The 1990–91 Boise State Broncos men's basketball team represented Boise State University during the 1990–91 NCAA Division I men's basketball season. The Broncos were led by eighth-year head coach Bobby Dye and played their home games on campus at the BSU Pavilion in Boise, Idaho.

They finished the regular season at 17–8 overall, with a 10–6 record in the Big Sky Conference, fourth in the standings.

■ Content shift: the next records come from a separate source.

PR #24264, opened 2021-06-11
py-pyprecice: Fix checksum of 2.2.0.1 and 2.2.1.1

ajaust:
This PR fixes the sha256 checksums of `pyprecice` 2.2.0.1 and 2.2.1.1.

Adding @BenjaminRodenberg and @IshaanDesai for reference.

PR #14002, opened 2019-12-05
Add "same_version_as"-directive to fix py-protobuf dependencies

obreitwi:
### Problem:
Each version of `py-protobuf` depends on the exact same version of `protobuf`. Tracking this kind of dependency is only possible with a lot of boilerplate, which we aim to avoid.

### Solution:
* Add `same_version_as`-directive that automatically adds a one-to-one dependency of each version of the package to the exact same version of the other package.

* Use `same_version_as`-directive to keep versions of py-protobuf and protobuf in sync (i.e., `py-protobuf@2.6.1` depends on `protobuf@2.6.1`, `py-protobuf@.3.7.1` depends on `protobuf@3.7.1` and so forth).

* Add mock packages used in tests to ensure `same_version_as`-directive remains functional.

PR #32551, opened 2022-09-07
[py-pyprecice] add v2.5.0.0 and v2.5.0.1 and update checksum of v2.4.0.0

IshaanDesai:
This PR adds the two latest releases of the pyprecice package v2.5.0.0 and v2.5.0.1.


var/spack/repos/builtin/packages/py-pyprecice/package.py
```diff
@@ -33,6 +35,7 @@ class PyPyprecice(PythonPackage):
     version("2.0.0.1", sha256="96eafdf421ec61ad6fcf0ab1d3cf210831a815272984c470b2aea57d4d0c9e0e")
 
     depends_on("precice@develop", when="@develop")
+    depends_on("precice@2.5.0", when="@2.5.0.1:2.5.0")
```
adamjstewart: These `when` args look odd. As is, this says that `py-precice@2.5.0.0` does not depend on `precice` at all. I think a better way of organizing these would be something like:
```python
depends_on("precice@2.5.0", when="@2.5.0")
```
Here, `@2.5.0` implies `@2.5.0.0:2.5.0.999`. If you want to get really fancy, you could do this in a for loop:
```python
for ver in ["develop", "2.5.0", "2.4.0", ..., "2.0.0"]:
    depends_on("precice@" + ver, when="@" + ver)
```

var/spack/repos/builtin/packages/py-pyprecice/package.py
```diff
@@ -50,6 +53,7 @@ class PyPyprecice(PythonPackage):
     depends_on("py-cython@0.29:", type="build")
     depends_on("py-packaging", type="build")
     depends_on("py-pip@19.0.0:", type="build")
+    depends_on("py-pkgconfig", type="build")
```
adamjstewart:
```suggestion
    depends_on("py-pkgconfig", type="build", when="@2.5:")
```

adamjstewart (changes requested):

var/spack/repos/builtin/packages/py-pyprecice/package.py
IshaanDesai: Thanks for this, I made the change. However I am a bit confused about this now. If the `when` args were a problem for `2.5.0.0`, then how is it fine in the case of:
```python
depends_on("precice@2.4.0", when="@2.4.0.1:2.4.0")
```
is it because the version `2.4.0.1` does not exist and hence `2.4.0.0` is covered? I read up on the `when` args syntax in detail, but I guess I am still missing something.

fsimonis: @adamjstewart this still requires adding versions in two places.

An alternative would be a version wrapper:

```py
    def wrapper(v, **kwargs):
        version(v, **kwargs)
        depends_on("precice@"+v.rsplit(".", 1)[0], when="@"+v)

    # Always prefer final version of release candidate
    version("develop", branch="develop")

    wrapper('2.3.0.1', sha256='ed4e48729b662680beaa4ee2a9aff724a79e760534c6c58181be739988da2789')
```

It would be awesome if the following was possible:
```py
 for v in versions:
   depends_on("precice@"+v.rsplit(".", 1)[0], when="@"+v)
```

adamjstewart: > If the when args were a problem for 2.5.0.0, then how is it fine in the case of:

2.4.0.0 is also broken.

> It would be awesome if the following was possible:

#14002 was actually introduced for this very reason, although it got stuck.

var/spack/repos/builtin/packages/py-pyprecice/package.py
```diff
@@ -33,6 +35,7 @@ class PyPyprecice(PythonPackage):
     version("2.0.0.1", sha256="96eafdf421ec61ad6fcf0ab1d3cf210831a815272984c470b2aea57d4d0c9e0e")
 
     depends_on("precice@develop", when="@develop")
+    depends_on("precice@2.5.0", when="@2.5.0")
     depends_on("precice@2.4.0", when="@2.4.0.1:2.4.0")
```
adamjstewart: You'll also need to do this for all older versions too:
```suggestion
    depends_on("precice@2.4.0", when="@2.4.0")
```

IshaanDesai: Resolving this for all the past versions made me realize that doing a `for` loop as you previously mentioned is far more easier:

```python
    for ver in ["develop", "2.5.0", "2.4.0", "2.3.0", "2.2.1", "2.2.0", "2.1.1", "2.1.0", "2.0.2", "2.0.1", "2.0.0"]:
        depends_on("precice@" + ver, when="@" + ver)
```
I guess one could create that list in a more fancy way, but for now I would leave it at this.

adamjstewart:
@spackbot run pipeline

var/spack/repos/builtin/packages/py-pyprecice/package.py
```diff
@@ -19,7 +19,9 @@ class PyPyprecice(PythonPackage):
 
     # Always prefer final version of release candidate
     version("develop", branch="develop")
-    version("2.4.0.0", sha256="8877da85df97d66966892440c7e777b667d8e6a33747304ed3762f4c33b729ec")
+    version("2.5.0.1", sha256="e2602f828d4f907ea93e34f7d4adb8db086044a75a446592a4099423d56ed62c")
+    version("2.5.0.0", sha256="9f55a22594bb602cde8a5987217728569f16d9576ea53ed00497e9046a2e1794")
+    version("2.4.0.0", sha256="e80d16417b8ce1fdac80c988cb18ae1e16f785c5eb1035934d8b37ac18945242")
```
adamjstewart, line 24: Any idea what the reason for the checksum change is?

IshaanDesai: The change in the checksum was discussed before in https://github.com/spack/spack/pull/24264 and https://github.com/precice/python-bindings/issues/109. In short using the `versioneer` package to create the version is problematic for the `tar.gz` files as it stores references to branches. The solution which was decided from our side was to push an empty commit to master after releasing so that the version only points to a tag on GitHub and not to a branch. I simply forgot to push an empty commit after releasing `v2.4.0.0` and thus the checksum changed.

ajaust (approved):
To me this looks good.

adamjstewart (approved):

PR #32553, opened 2022-09-07
Spackage for mlperf's OpenCatalyst

rspavel:
Added initial spackage for the reference implementation for the MLPerf HPC OpenCatalyst DimeNet++ benchmark/proxy app.


var/spack/repos/builtin/packages/mlperf-opencatalyst/package.py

In the conference tournament at Missoula, Montana, the fourth-seeded Broncos lost by four points to fifth seed Idaho State in the quarterfinals. Boise State received a bid to the National Invitation Tournament (NIT) and hosted a first round game, but lost to Southern Illinois by a point.

==Postseason results==

| Date time, TV | Rank^{#} | Opponent^{#} | Result | Record | Site (attendance) city, state |
Big Sky tournament
| Wed, March 6 9:00 pm | (4) | vs. (5) Idaho State Quarterfinal | L 69–73 | 17–9 | BSU Pavilion (4,205) Boise, Idaho |
National Invitation tournament
| Wed, March 13* 8:30 pm |  | Southern Illinois First round | L 74–75 | 17–10 | BSU Pavilion (8,577) Boise, Idaho |
*Non-conference game. ^{#}Rankings from AP poll. (#) Tournament seedings in parentheses. All times are in Mountain time.